Climate change is one of the driving forces that has and will increase the incidence of pandemics according to a new UN report. 

Land degradation, wildlife exploitation, intensive farming and climate change are driving the rise in diseases that, like the novel coronavirus, are passed from animals to humans, United Nations experts said on Monday.

The UN Environment Program (UNEP) and International Livestock Research Institute (ILRI) released the report in which they jointly identified seven trends responsible for such diseases, known as zoonotic, calling on governments to take steps to stop future pandemics.

These are: rising demand for animal protein, extraction of natural resources and urbanization, intensive and unsustainable farming, exploitation of wildlife, increased travel and transportation, food supply changes and climate change, the report said.

"The science is clear that if we keep exploiting wildlife and destroying our ecosystems, then we can expect to see a steady stream of these diseases jumping from animals to humans in the years ahead," said UNEP Executive Director Inger Andersen.

"Pandemics are devastating to our lives and our economies, and as we have seen over the past months, it is the poorest and the most vulnerable who suffer the most.
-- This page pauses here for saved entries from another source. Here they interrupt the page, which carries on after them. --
PR #7798, opened 2021-06-15
Featureflags/scaffold

happythenewsad:
## WHAT
Core of Feature Flags project: data models, migrations, logic for checking if an AppSetting is enabled for a user, and controller endpoint for accessing a user's app settings clientside (implemented separately)

## WHY
Necessary for completion of project.

### Screenshots

### Notion Card Links
https://www.notion.so/quill/Product-Board-30f97e4eb01246dbb8264253fb385073?p=bc277b68f0b744448ec61a59df327988

PR Checklist | Your Answer
------------ | -------------
Have you added and/or updated tests? |  (The answer should mostly be 'YES'. If you answer 'NO', please justify.) yes
Self-Review: Have you done an initial self-review of the code below on Github? | no

### DIFF
--- a/services/QuillLMS/app/controllers/api/v1/app_settings_controller.rb
+++ b/services/QuillLMS/app/controllers/api/v1/app_settings_controller.rb
@@ -1,0 +1,22 @@
+class API::V1::AppSettingsController < ApplicationController
+  def index
+    user = User.find(app_setting_index_params)
+    render(json: AppSetting.all_enabled_for_user(user))
+  end
+
+  def show
+    user = User.find(app_setting_show_params[:user_id])
+    name =  app_setting_show_params[:name] 
+    render(json: {
+      name => AppSetting.enabled?(name: name, user: user)
+    })
+  end
+
+  private def app_setting_index_params
+    params.require(:user_id)
+  end
+
+  private def app_setting_show_params
+    params.permit(:user_id, :name)
+  end
+end
--- a/services/QuillLMS/app/controllers/api/v1/app_settings_controller.rb
+++ b/services/QuillLMS/app/controllers/api/v1/app_settings_controller.rb
@@ -1,4 +1,4 @@
-class API::V1::AppSettingsController < ApplicationController
+class Api::V1::AppSettingsController < ApplicationController
   def index
     user = User.find(app_setting_index_params)
     render(json: AppSetting.all_enabled_for_user(user))
--- a/services/QuillLMS/app/models/app_setting.rb
+++ b/services/QuillLMS/app/models/app_setting.rb
@@ -7,7 +7,7 @@
 #  enabled_for_admins  :boolean          default(FALSE), not null
 #  name                :string           not null
 #  percent_active      :integer          default(0), not null
-#  user_ids_allow_list :string           default([]), not null, is an Array
+#  user_ids_allow_list :integer          default([]), not null, is an Array
 #  created_at          :datetime         not null
 #  updated_at          :datetime         not null
 #
@@ -49,7 +49,7 @@ class AppSetting < ActiveRecord::Base
 
     return true if user_in_rollout_bucket?(user.id)
     
-    return true if user_ids_allow_list.include?(user.id.to_s)
+    return true if user_ids_allow_list.include?(user.id)
 
     false
   end
--- a/services/QuillLMS/app/models/app_setting.rb
+++ b/services/QuillLMS/app/models/app_setting.rb
@@ -1,0 +1,61 @@
+# == Schema Information
+#
+# Table name: app_settings
+#
+#  id                  :integer          not null, primary key
+#  enabled             :boolean          default(FALSE), not null
+#  enabled_for_admins  :boolean          default(FALSE), not null
+#  name                :string           not null
+#  percent_active      :integer          default(0), not null
+#  user_ids_allow_list :string           default([]), not null, is an Array
+#  created_at          :datetime         not null
+#  updated_at          :datetime         not null
+#
+# Indexes
+#
+#  index_app_settings_on_name  (name) UNIQUE
+#
+require 'zlib'
+
+class AppSetting < ActiveRecord::Base
+  validates :percent_active, numericality: { 
+    only_integer: true, 
+    greater_than_or_equal_to: 0, 
+    less_than_or_equal_to: 100
+  }
+
+  validates :name, uniqueness: true
+
+  scope :enabled, -> { where(enabled: true) }
+
+  def self.enabled?(name:, user:)
+    app_setting = AppSetting.find_by_name(name)
+    return false unless app_setting
+    app_setting.enabled_for_user?(user)
+  end
+
+  def self.all_enabled_for_user(user)
+    app_settings = AppSetting.enabled
+    app_settings.each_with_object({}) do |app_setting, memo| 
+      memo[app_setting.name] = app_setting.enabled_for_user?(user) 
+      memo
+    end
+  end
+
+  def enabled_for_user?(user)
+    return false unless enabled
+
+    return true if enabled_for_admins && user.admin?
+
+    return true if user_in_rollout_bucket?(user.id)
+    
+    return true if user_ids_allow_list.include?(user.id.to_s)
+
+    false
+  end
+
+  def user_in_rollout_bucket?(user_id) 
+    Zlib.crc32(name + user_id.to_s).digits.take(2).join.to_i < percent_active
+  end
+
+end
--- a/services/QuillLMS/config/routes.rb
+++ b/services/QuillLMS/config/routes.rb
@@ -369,6 +369,7 @@ EmpiricalGrammar::Application.routes.draw do
       get 'rule_feedback_history/:rule_uid' => 'rule_feedback_histories#rule_detail'
       get 'prompt_health/:activity_id' => 'rule_feedback_histories#prompt_health'
 
+      
       resources :activities,              except: [:index, :new, :edit]
       resources :activity_flags,          only: [:index]
       resources :activity_sessions,       except: [:index, :new, :edit]
@@ -385,7 +386,12 @@ EmpiricalGrammar::Application.routes.draw do
           get 'level_zero_concepts_with_lineage'
         end
       end
-      resources :users,                   only: [:index]
+      
+      resources :users, only: [:index] do
+        resources :app_settings, only: [:index] 
+        get 'app_setting(/:name)' => 'app_settings#show'
+      end
+
       resources :classroom_units,         only: [] do
         collection do
           get 'student_names'
--- a/services/QuillLMS/config/routes.rb
+++ b/services/QuillLMS/config/routes.rb
@@ -388,8 +388,7 @@ EmpiricalGrammar::Application.routes.draw do
       end
       
       resources :users, only: [:index] do
-        resources :app_settings, only: [:index] 
-        get 'app_setting(/:name)' => 'app_settings#show'
+        resources :app_settings, only: [:index, :show], param: :name 
       end
 
       resources :classroom_units,         only: [] do
--- a/services/QuillLMS/db/migrate/20210614205654_create_app_settings.rb
+++ b/services/QuillLMS/db/migrate/20210614205654_create_app_settings.rb
@@ -2,7 +2,7 @@ class CreateAppSettings < ActiveRecord::Migration
   def change
     create_table :app_settings do |t|
       t.string :name, null: false
-      t.string :user_ids_allow_list, null: false, default: [], array: true
+      t.integer :user_ids_allow_list, null: false, default: [], array: true
       t.boolean :enabled_for_admins, null: false, default: false
       t.boolean :enabled, null: false, default: false
       t.integer :percent_active, null: false, default: 0
--- a/services/QuillLMS/db/migrate/20210614205654_create_app_settings.rb
+++ b/services/QuillLMS/db/migrate/20210614205654_create_app_settings.rb
@@ -1,0 +1,14 @@
+class CreateAppSettings < ActiveRecord::Migration
+  def change
+    create_table :app_settings do |t|
+      t.string :name, null: false
+      t.string :user_ids_allow_list, null: false, default: [], array: true
+      t.boolean :enabled_for_admins, null: false, default: false
+      t.boolean :enabled, null: false, default: false
+      t.integer :percent_active, null: false, default: 0
+
+      t.timestamps null: false
+    end
+    add_index :app_settings, :name, unique: true
+  end
+end
--- a/services/QuillLMS/db/structure.sql
+++ b/services/QuillLMS/db/structure.sql
@@ -77,6 +77,18 @@ CREATE FUNCTION public.blog_posts_search_trigger() RETURNS trigger
 
 
 --
+-- Name: my_jsonb_to_hstore(jsonb); Type: FUNCTION; Schema: public; Owner: -
+--
+
+CREATE FUNCTION public.my_jsonb_to_hstore(jsonb) RETURNS public.hstore
+    LANGUAGE sql IMMUTABLE STRICT
+    AS $_$
+            SELECT hstore(array_agg(key), array_agg(value))
+            FROM   jsonb_each_text($1)
+          $_$;
+
+
+--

"To prevent future outbreaks, we must become much more deliberate about protecting our natural environment." ...

About 60 per cent of known infectious diseases in humans and 75 per cent of all emerging infectious diseases are zoonotic, she said, largely due to the increased interaction between humans, animals and the environment.

Most efforts to control zoonotic diseases have been reactive rather than proactive, say experts.

They want governments to invest in public health, farm sustainability, end over-exploitation of wildlife and reduce climate change.